#### Work order:
Every line below that mentions the word "groupId" should be copied out.

Collected data entries
PR #1931, opened 2023-06-07
chore: adding profiles for native compile testings

zhumin8:
Based off https://github.com/mpeddada1/spring-cloud-gcp-current/pull/1, adding `spring-native` for parent pom, and `native-sample` for samples pom.
These added profile should not have any affect on existing workflows.
To be followed by #1933 .

Install and use GraalVM compiler and install native image extension with `gu install native-image`.
To package and run sample as native, instead of `mvn spring-boot:run`:
` mvn clean package -Pnative-sample -DskipTests` then execute the target built.
To run integration tests of sample as native, add relevant system property to `systemPropertyVariables` :
` mvn -Pnative-sample clean test`

### DIFF
--- a/pom.xml
+++ b/pom.xml
@@ -354,7 +354,7 @@
 			<dependency>
 				<groupId>org.junit.platform</groupId>
 				<artifactId>junit-platform-launcher</artifactId>
-				<version>1.9.2</version>
+				<version>1.9.3</version>
 				<scope>test</scope>
 			</dependency>
 		</dependencies>
@@ -363,13 +363,13 @@
 				<plugin>
 					<groupId>org.apache.maven.plugins</groupId>
 					<artifactId>maven-surefire-plugin</artifactId>
-					<version>3.0.0</version>
+					<version>${maven-surefire-plugin.version}</version>
 					<configuration>
 						<!-- https://docs.spring.io/spring-boot/docs/current/maven-plugin/reference/htmlsingle/#integration-tests.no-starter-parent -->
 						<excludes combine.self="override" />
 						<includes>
 							<!--including all integration tests for testing purposes. -->
-							<include>**/*IntegrationTests.java</include>
+							<include>${integration-test.pattern}</include>
 						</includes>
 						<classesDirectory>${project.build.outputDirectory}</classesDirectory>
 						<systemPropertyVariables>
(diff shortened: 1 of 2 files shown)


meltsufin (approved):

spring-cloud-gcp-samples/pom.xml
```diff
@@ -78,6 +78,82 @@
...
+		<profile>
+			<id>native-sample</id>
+			<dependencies>
+				<dependency>
+					<groupId>org.junit.platform</groupId>
+					<artifactId>junit-platform-launcher</artifactId>
+					<version>1.9.3</version>
+					<scope>test</scope>
+				</dependency>
+			</dependencies>
```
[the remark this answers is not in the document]
zhumin8: Actually, `org.springframework.boot:spring-boot-maven-plugin` is already included in `native`/`nativeTest` profiles [here](https://github.com/spring-projects/spring-boot/blob/a9ff0f0ca3aa3f5f39c57097a3ccc6ab6c44d458/spring-boot-project/spring-boot-starters/spring-boot-starter-parent/build.gradle#L248-L249)

pom.xml
```diff
@@ -336,10 +336,88 @@
 					</execution>
 				</executions>
 			</plugin>
+
+			<plugin>
+				<groupId>org.graalvm.buildtools</groupId>
+				<artifactId>native-maven-plugin</artifactId>
+				<version>0.9.20</version>
```
mpeddada1, line 343: How about we store this version in a property? Looks like we use it in a couple of places in this file.

mpeddada1 (approved):
Looks great!

pom.xml
zhumin8: Done! 
Also removed explicit declare of `spring-boot-maven-plugin` version as it's inherited from spring-boot-dependencies and keeps in sync with spring boot versions. (ref [here](https://github.com/spring-projects/spring-boot/blob/a9ff0f0ca3aa3f5f39c57097a3ccc6ab6c44d458/spring-boot-project/spring-boot-dependencies/build.gradle#L1308))
As for `junit-platform-launcher` version, kept as is because according to [doc](https://graalvm.github.io/native-build-tools/latest/maven-plugin.html#testing-support-version-compatibility), we should be able to remove it after we upgrade Maven Surefire plugin to 3.1.2 (#1936)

#### Exercise output:
 				<groupId>org.junit.platform</groupId>
 					<groupId>org.apache.maven.plugins</groupId>
+					<groupId>org.junit.platform</groupId>
+				<groupId>org.graalvm.buildtools</groupId>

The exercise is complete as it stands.